Originally the Don Picture Show operated on a policy of segregated seating. The white patrons sat upstairs, under cover and separated from the rest of the community. Bill Eacott recalls in his oral history (NTRS 226 TS 758): “We boys and girls used to sit upstairs in what they called the boxes, which were at the back of the dress circle upstairs, while the (Aboriginal people) and people of other races used to, for the most part I can recollect, sit downstairs in the open half of the theatre. If it rained, well, it was just too bad. I can still recall seeing people sitting there with sugar bags over their heads to ward off the rain”.
The venue was also used for boxing matches, while films screened on Wednesday & Saturday nights. The premises, which were largely used during the ‘dry’ months of the year had actually hosted its first boxing event on 17th October 1913, but was forced to remain vacant for most of 1913-1914 because of the wet season. In 1931 the management announced that the Stadium had been partially roofed, which afforded protection to patrons should a sudden downpour of rain interrupt their enjoyment.

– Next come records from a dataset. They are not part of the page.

PR #744, opened 2022-09-06
Upgrade to latest DataFusion

andygrove:


dask_planner/src/sql/logical.rs
```diff
@@ -281,6 +281,7 @@ impl PyLogicalPlan {
             LogicalPlan::CreateExternalTable(_create_external_table) => "CreateExternalTable",
             LogicalPlan::CreateMemoryTable(_create_memory_table) => "CreateMemoryTable",
             LogicalPlan::DropTable(_drop_table) => "DropTable",
+            LogicalPlan::DropView(_drop_view) => "DropView",
```
charlesbluca, line 284: Do we make use of `DROP VIEW` anywhere? From my understanding, tables and views are both stored as tables and would be removed with `DROP TABLE`.

I'm okay with updating this in the future though if it makes sense.

andygrove:
I pushed another commit now that the type coercion rule has been merged into DataFusion, so we can delete our copy.

dask_planner/src/sql/logical.rs
andygrove: `DROP VIEW` was just recently added in DataFusion, so we are definitely not using this yet.

charlesbluca (approved):

PR #747, opened 2022-09-07
[DF] Generalize `CREATE | PREDICT MODEL` to accept non-native `SELECT` statements

charlesbluca:
Generalizes `CREATE | PREDICT MODEL` to accept `DaskStatements` instead of `SQLStatements`, so that we can do things like:

```sql
SELECT * FROM PREDICT (
    MODEL my_model,
    SELECT x, y FROM PREDICT (
        ...
    )
)
```

This is something that would've happened in working on `FILTER WHERE` support, but figured it might make sense to break this out into its own PR.

### DIFF
--- a/dask_planner/src/sql.rs
+++ b/dask_planner/src/sql.rs
@@ -381,9 +381,7 @@ impl DaskSQLContext {
             DaskStatement::CreateModel(create_model) => Ok(LogicalPlan::Extension(Extension {
                 node: Arc::new(CreateModelPlanNode {
                     model_name: create_model.name,
-                    input: self._logical_relational_algebra(DaskStatement::Statement(Box::new(
-                        create_model.select,
-                    )))?,
+                    input: self._logical_relational_algebra(create_model.select)?,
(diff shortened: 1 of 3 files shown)


dask_planner/src/sql.rs
```diff
@@ -381,9 +381,7 @@ impl DaskSQLContext {
             DaskStatement::CreateModel(create_model) => Ok(LogicalPlan::Extension(Extension {
                 node: Arc::new(CreateModelPlanNode {
                     model_name: create_model.name,
-                    input: self._logical_relational_algebra(DaskStatement::Statement(Box::new(
-                        create_model.select,
-                    )))?,
+                    input: self._logical_relational_algebra(create_model.select)?,
```
charlesbluca, line 384: Ideally, we should be doing a match on `create_model.select` to make sure it's a relevant variant - the main ones I had in mind were `Statements` and `PredictModels`, but think it could realistically be any variant that outputs a table?

ayushdg (approved):

galipremsagar (approved):

PR #716, opened 2022-08-24
Optimize away distinct aggregate operations - eliminate_agg_distinct

jdye64:

Issue #725, opened 2022-08-26
[DF] Incorrect results for select count(distinct(col)) in datafusion-sql-plannet


randerzander:
Dask-SQL version: 2022.8.0+204.gca504f4

Both cudf and pandas DFs get incorrect count(distinct(col)) results:
```
>>> from dask_sql import Context
>>> import cudf

>>> c = Context()
>>> df = cudf.DataFrame({"id": [0, 1, 2, 2]})
>>> c.create_table("df", df)
>>> c.sql("select count(distinct(id)) from df").compute()
   COUNT(DISTINCT df.id)
0                      0

>>> import pandas as pd
>>> df = pd.DataFrame({"id": [0, 1, 2, 2]})
>>> c.create_table("df", df)
>>> c.sql("select count(distinct(id)) from df").compute()
   COUNT(DISTINCT df.id)
0                      4
```

charlesbluca:
Believe this is the same issue @sarahyurick brought up in #532, and should be resolved with #716

sarahyurick:
Should this also be linked to #759?

randerzander:
> Should this also be linked to #759?

Yes, this is now resolved :)

PR #748, opened 2022-09-08
[DF] Optimize away `COUNT DISTINCT` aggregate operations - eliminate_agg_distinct

andygrove:
This is a continuation of https://github.com/dask-contrib/dask-sql/pull/716

This PR only handles the simple case of `SELECT COUNT(DISTINCT expr)` and there is a follow on PR https://github.com/dask-contrib/dask-sql/pull/759 to handle more complex cases


tests/integration/test_compatibility.py
```diff
@@ -158,6 +158,29 @@ def test_order_by_no_limit():
     )
 
 
+@pytest.mark.skip(reason="WIP DataFusion")
```
andygrove, line 161: Jeremy had added this test but is not complete. The SQL references tables that do not exists. I am not sure if we should just remove this test from the PR?

dask_planner/src/sql/logical/aggregate.rs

The weather became the least of their problems when on 3rd April 1931 the Don Picture Show swayed severely in the grips of an earthquake. The Bioscope operator stopped the projector and switched on the lights. The audience were called to leave the theatre until the tremors subsided. His action prevented any panic and perhaps injury in the crowded theatre.
Over the years the Don Picture Show was Darwin’s only picture theatre, and under many guises the town’s main amusement destination. During its period of operation it was known as the Don Picture Show, Don Picture Theatre, Don Pictures, Don Theatre, Don Stadium and Don Picture Show at the Stadium.
The venue was operated by at least two other owners prior to its closure in 1932, these being Budgen’s brother Percy Wallace) ca.1916-1917), and George Wedd ca. 1919, the Stadium also hosted occasional vaudeville shows (including pictures, or boxing and vaudeville).
On 3rd May 1932, it was announced that Mrs. Gordon & Sons, of the Victoria Hotel, lessees of the Star Theatre, had purchased the outfit of the Don Picture Show at the Stadium. Mr Harold Snell purchased the building and it was closed. The Stadium was to be dismantled and pulled down. The Star Theatre at 32 Smith Street (which has its own page on Cinema Treasures) became the only picture theatre in Darwin.
After World War II the building was converted into Abbott House, a hostel for women. It is now the site for Darwin’s ABC Studios. Reference: Northern Territory Library / Australian Variety Theatre Archive / Northern Territory Times.